PATRICIA S. MCCOMBS

INDIVIDUAL | Inducted 2000

Pat McCombs is a veteran Chicago lesbian organizer, anti-discrimination activist, social service volunteer, special-education teacher, and catalyst for the growth and maturity of Chicago’s gay and lesbian community. She has assisted the Michigan Womyn’s Music festival for decades and has helped to lead several lesbian and African American organizations. She is best known for her joint venture with Vera Washington in forming Executive Sweet, a “traveling club” for women of color that sends its newsletter to a mailing list of 1,500.

In the early 1970s, McCombs and friends with the same zodiac sign started a home party group, the Aquarius Air Connection, as a social alternative to bars. Later, she joined with a gay man and another woman in “Quality Is . . . ,” a South Side group that produced three large parties a year. Executive Sweet began as a lesbian-only club in 1982, originally staging weekly parties, now several major events a year—cruises, trips, hotel dances, or bar parties.

Executive Sweet was originally her “inward crusade” as a place where professional and working women of color could socialize and network in safety. “White bars didn’t play the music we liked, and most professional women wouldn’t go to the few South Side bars (mostly male) that admitted lesbians,” says McCombs. “We used to put on our business clothes, drive around on Saturday or Sunday afternoons looking for a bar, maybe not doing too well, go in with our portfolio and references, and make a deal for holding a party. We looked for a place that was safe, accessible to transportation and parking, and most importantly—straight, white, or gay—that they were socially conscious about how to treat women of color as well as respect our lifestyle.”

Executive Sweet has also provided opportunities at its events for cultural displays by artists, craftspeople, publishers, writers, and entertainers. For 23 years, McCombs has helped to stage the annual Michigan Womyn’s Music Festival. In recent years, she has coordinated its workshops as well as various activities for participating women of color.

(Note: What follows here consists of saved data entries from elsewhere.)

PR #1910, opened 2023-03-31
Solution

HannaVasylieva:


src/averageAges.js
```diff
@@ -15,11 +15,12 @@
...
 function calculateMenAverageAge(people, century) {
-  // write code here
-  // learn how to use array methods like .filter .map .some .every .find .reduce
-  // avoid using loop and forEach
-  // replace `if ()` statement with &&, || or ?:
-  // without nesting
+  const men = people.filter(person => person.sex === 'm'
+    && (!century || Math.ceil(person.died / 100) === century));
+  const totalAge = men.reduce((total, person) =>
+    total + (person.died - person.born), 0);
```
Anastasiia-Svintsova, line 21: Create a separate function for calculating average age. You use the same logic several times

src/averageAges.js
```diff
@@ -37,7 +38,16 @@ function calculateMenAverageAge(people, century) {
  * @return {number}
  */
 function calculateWomenAverageAge(people, withChildren) {
-  // write code here
+  const women = (withChildren)
+    ? people.filter(female => female.sex === 'f'
+      && people.some(child => child.mother === female.name))
+    : people.filter(female => female.sex === 'f');
```
Anastasiia-Svintsova, line 44: One of possible ways 
```suggestion
  const women = people.filter(female => withChildren 
    ? female.sex === 'f' && people.some(child => child.mother === female.name)
    : female.sex === 'f'
  );
```

Anastasiia-Svintsova (changes requested):

src/averageAges.js
HannaVasylieva: I'm sorry, don't understand, what I need to do exactly? Do I need to create a function that I can use 3 times in every task?

sTorba24: Yes, as you can see you do the same in reduce, so you can create a function where you pass the same data structure and calculate average using function

sTorba24 (approved):
Approved! I left you a comment, you can improve it at your discretion :)

src/averageAges.js
```diff
@@ -37,7 +38,16 @@ function calculateMenAverageAge(people, century) {
  * @return {number}
  */
 function calculateWomenAverageAge(people, withChildren) {
-  // write code here
+  const women = people.filter(female => withChildren
+    ? female.sex === 'f' && people.some(child => child.mother === female.name)
+    : female.sex === 'f'
+  );
+
+  const averageAge = (women
```
ivadimko, line 46: Consider renaming `averageAge` to `totalAge` for consistency with the `calculateMenAverageAge` function.

and then return `totalAge / women.length`
it will be more readable this way

src/averageAges.js
```diff
@@ -37,7 +38,16 @@ function calculateMenAverageAge(people, century) {
  * @return {number}
  */
 function calculateWomenAverageAge(people, withChildren) {
-  // write code here
+  const women = people.filter(female => withChildren
```
ivadimko, line 41: It's recommended to use a ternary operator instead of `&&` to make the code more readable. Replace with `female.sex === 'f' && (withChildren ? people.some(child => child.mother === female.name) : true)`

src/averageAges.js
```diff
@@ -55,7 +65,19 @@ function calculateWomenAverageAge(people, withChildren) {
  * @return {number}
  */
 function calculateAverageAgeDiff(people, onlyWithSon) {
-  // write code here
+  const childs = people.filter(
```
ivadimko, line 68: children is a correct plural form for child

Earlier in her activist career, McCombs wrote under the name Titilayo (Yoruba for “everlasting joy”) in the pioneer Chicago lesbian newspaper Lavender Woman, which was founded in 1972. On learning during the 1970s that, in contrast to identification demands made of white customers, her friends of color were double- or triple-carded or even denied access at some North Side bars, McCombs organized an ad hoc group that sent testers to the bars, then picketed those found to be discriminating and filed complaints against them with official agencies. It was an important phase in the history of struggles to combat racism within sexual-minority communities.

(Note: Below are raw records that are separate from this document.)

PR #1921, opened 2023-04-05
solution

Ilya-Osoben:


src/averageAges.js
```diff
@@ -1,61 +1,100 @@
...
- * for sons and their mothers.
- *
- * @param {object[]} people
- * @param {boolean} onlyWithSon - optional
- *
- * @return {number}
- */
 function calculateAverageAgeDiff(people, onlyWithSon) {
-  // write code here
+  const arrNamePeople = people.map(item => {
```
ivadimko, line 60: The `arrNamePeople` array is not necessary. You can use the `some` method to check if a person has a mother in the array.

src/averageAges.js
```diff
@@ -1,61 +1,100 @@
...
- */
 function calculateMenAverageAge(people, century) {
-  // write code here
-  // learn how to use array methods like .filter .map .some .every .find .reduce
-  // avoid using loop and forEach
-  // replace `if ()` statement with &&, || or ?:
-  // without nesting
+  const arrayMen = people.filter(item => item.sex === 'm');
+
+  const arrayAge = arrayMen.map(item => {
```
ivadimko, line 6: Instead of creating a separate array for ages, you can calculate the sum of ages directly in the filter. Use the `reduce` method to replace the `filter` and `map` methods.

src/averageAges.js
```diff
@@ -1,61 +1,100 @@
...
+    });
+    const age = item.born - itemMother[0].born;
+
+    return age;
+  });
+
+  const sumAgeDiff = arrAgeDiff.reduce((accum, item) => accum + item, 0);
+  const averageAgeDiff = sumAgeDiff / arrAgeDiff.length;
+
+  const arrSonWithMom = arrPersWithMom.filter(item => item.sex === 'm');
```
ivadimko, line 81: Instead of filtering the sons separately, you can include the condition for sons in the initial filter for people with mothers. This will simplify the code and reduce redundancy.

sTorba24 (changes requested):
fix comments above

McCombs has been on the steering committee of Chicago Black Lesbians and Gays for three years, vice president and a board member of Chicago Black Pride for two years, and a volunteer at the Lesbian Community Cancer Project, Mountain Moving Coffeehouse for Womyn and Children, Affinity, and Women of All Colors and Cultures Together. In the 1980s, she was a hotline volunteer for the Lesbian Community Center. In 1999, she and Executive Sweet were honored by the Chicago Area Gay and Lesbian Chamber of Commerce with a historic achievement award. (Please note: this information has not been updated since the time of the member’s induction).